Required action: Work through the data line by line, gathering every line that has the word "this".

Stored data:
- - - -

PR #2714, opened 2024-02-08
Update `golangci-lint` to `v1.56.1`

dhrubabasu:
## Why this should be merged

Linters 🧹 

## How this works

- Updates version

- - - -

Reply to the task:
## Why this should be merged
## How this works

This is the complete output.